Data provided below:

PR #2437, opened 2025-02-28
Bad request debugging

kevincarrogan:
### Aim

Some of our endpoints return a 400 with error details and it's often hard to debug these

This middleware simply adds a debug log that can then be added as a logger to see the error output of these bad request responses

```
ADDITIONAL_LOGGER_CONFIG='{"api.conf.middleware": {"handlers": ["stdout"], "level": "DEBUG", "propagate": false}}'
```


depsiatwal (approved):
Nice as this can be annoying.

End of Data provided.

## Exercise details
For this exercise, retype each entry from above exactly as it stands.

## Answer below
PR #2437, opened 2025-02-28
Bad request debugging

kevincarrogan:
### Aim

Some of our endpoints return a 400 with error details and it's often hard to debug these

This middleware simply adds a debug log that can then be added as a logger to see the error output of these bad request responses

```
ADDITIONAL_LOGGER_CONFIG='{"api.conf.middleware": {"handlers": ["stdout"], "level": "DEBUG", "propagate": false}}'
```


depsiatwal (approved):
Nice as this can be annoying.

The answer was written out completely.